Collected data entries
Start of Block

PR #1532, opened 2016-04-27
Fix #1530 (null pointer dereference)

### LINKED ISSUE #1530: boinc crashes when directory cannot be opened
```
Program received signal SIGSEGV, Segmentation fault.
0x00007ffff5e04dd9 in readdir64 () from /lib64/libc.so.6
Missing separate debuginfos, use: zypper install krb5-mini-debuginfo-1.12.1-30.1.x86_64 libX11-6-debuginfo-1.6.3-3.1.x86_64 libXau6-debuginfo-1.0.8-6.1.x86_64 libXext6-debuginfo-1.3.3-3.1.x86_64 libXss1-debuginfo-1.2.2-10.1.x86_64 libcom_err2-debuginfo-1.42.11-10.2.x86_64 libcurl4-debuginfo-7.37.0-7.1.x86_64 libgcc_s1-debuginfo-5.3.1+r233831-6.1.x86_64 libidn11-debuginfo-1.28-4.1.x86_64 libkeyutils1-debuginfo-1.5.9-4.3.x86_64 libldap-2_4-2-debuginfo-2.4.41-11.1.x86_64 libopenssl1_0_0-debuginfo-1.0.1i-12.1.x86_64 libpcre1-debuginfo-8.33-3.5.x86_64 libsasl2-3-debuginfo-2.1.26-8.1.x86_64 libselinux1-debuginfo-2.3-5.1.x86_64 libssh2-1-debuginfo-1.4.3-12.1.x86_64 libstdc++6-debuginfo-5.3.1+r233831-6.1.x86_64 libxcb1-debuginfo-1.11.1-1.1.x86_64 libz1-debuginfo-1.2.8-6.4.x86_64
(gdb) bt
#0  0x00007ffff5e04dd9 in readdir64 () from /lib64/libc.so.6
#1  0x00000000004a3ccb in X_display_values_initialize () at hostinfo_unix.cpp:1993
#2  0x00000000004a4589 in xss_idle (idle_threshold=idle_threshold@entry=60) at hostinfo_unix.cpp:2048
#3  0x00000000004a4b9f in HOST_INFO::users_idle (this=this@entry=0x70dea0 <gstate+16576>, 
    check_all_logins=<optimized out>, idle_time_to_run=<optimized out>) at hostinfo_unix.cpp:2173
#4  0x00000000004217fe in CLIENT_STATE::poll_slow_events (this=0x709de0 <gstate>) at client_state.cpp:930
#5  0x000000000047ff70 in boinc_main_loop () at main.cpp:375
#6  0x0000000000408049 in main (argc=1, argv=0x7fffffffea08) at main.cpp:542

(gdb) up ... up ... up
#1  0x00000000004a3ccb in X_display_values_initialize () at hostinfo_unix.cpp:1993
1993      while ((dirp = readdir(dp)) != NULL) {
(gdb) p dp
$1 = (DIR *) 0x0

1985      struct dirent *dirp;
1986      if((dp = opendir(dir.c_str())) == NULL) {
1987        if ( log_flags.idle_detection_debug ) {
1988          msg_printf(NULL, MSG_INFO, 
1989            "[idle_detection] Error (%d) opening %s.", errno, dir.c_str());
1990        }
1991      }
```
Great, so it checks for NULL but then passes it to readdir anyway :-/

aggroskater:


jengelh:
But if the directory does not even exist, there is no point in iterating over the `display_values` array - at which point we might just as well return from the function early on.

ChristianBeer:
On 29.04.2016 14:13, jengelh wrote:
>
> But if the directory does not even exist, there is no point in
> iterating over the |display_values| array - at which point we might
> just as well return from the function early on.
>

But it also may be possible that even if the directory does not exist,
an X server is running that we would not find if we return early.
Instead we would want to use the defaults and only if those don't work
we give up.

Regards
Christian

End of Block
Start of Block

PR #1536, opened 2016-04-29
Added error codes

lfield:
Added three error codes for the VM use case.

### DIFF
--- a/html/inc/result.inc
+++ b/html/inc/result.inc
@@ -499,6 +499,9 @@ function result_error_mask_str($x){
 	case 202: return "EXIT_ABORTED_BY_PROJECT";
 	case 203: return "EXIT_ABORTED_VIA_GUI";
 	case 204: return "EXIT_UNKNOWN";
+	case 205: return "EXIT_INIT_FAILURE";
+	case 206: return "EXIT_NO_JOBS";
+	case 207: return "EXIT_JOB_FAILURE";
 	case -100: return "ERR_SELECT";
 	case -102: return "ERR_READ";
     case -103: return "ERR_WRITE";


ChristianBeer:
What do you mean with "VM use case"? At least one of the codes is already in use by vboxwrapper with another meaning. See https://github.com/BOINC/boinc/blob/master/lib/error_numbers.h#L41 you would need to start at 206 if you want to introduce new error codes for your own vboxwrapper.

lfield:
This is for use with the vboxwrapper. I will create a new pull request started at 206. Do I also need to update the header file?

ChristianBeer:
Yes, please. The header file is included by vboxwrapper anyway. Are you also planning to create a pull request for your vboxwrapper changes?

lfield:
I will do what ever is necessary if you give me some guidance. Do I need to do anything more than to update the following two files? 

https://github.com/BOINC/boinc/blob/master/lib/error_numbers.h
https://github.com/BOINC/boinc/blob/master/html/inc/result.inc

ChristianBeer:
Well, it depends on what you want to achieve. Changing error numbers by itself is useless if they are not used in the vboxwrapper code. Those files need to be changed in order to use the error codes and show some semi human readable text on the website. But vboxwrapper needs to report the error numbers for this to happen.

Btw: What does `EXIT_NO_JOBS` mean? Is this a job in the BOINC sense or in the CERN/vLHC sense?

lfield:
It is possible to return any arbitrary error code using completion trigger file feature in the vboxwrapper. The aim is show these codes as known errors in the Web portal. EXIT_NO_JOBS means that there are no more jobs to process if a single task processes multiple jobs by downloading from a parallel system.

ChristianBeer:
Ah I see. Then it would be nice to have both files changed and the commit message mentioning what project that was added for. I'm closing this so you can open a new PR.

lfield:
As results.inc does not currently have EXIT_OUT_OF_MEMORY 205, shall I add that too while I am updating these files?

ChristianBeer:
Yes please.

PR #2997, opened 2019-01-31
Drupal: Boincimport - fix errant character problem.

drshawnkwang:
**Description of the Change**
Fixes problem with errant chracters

End of Block

What lines of the preceding data include the string "array"? Pull them out.

But if the directory does not even exist, there is no point in iterating over the `display_values` array - at which point we might just as well return from the function early on.
> iterating over the |display_values| array - at which point we might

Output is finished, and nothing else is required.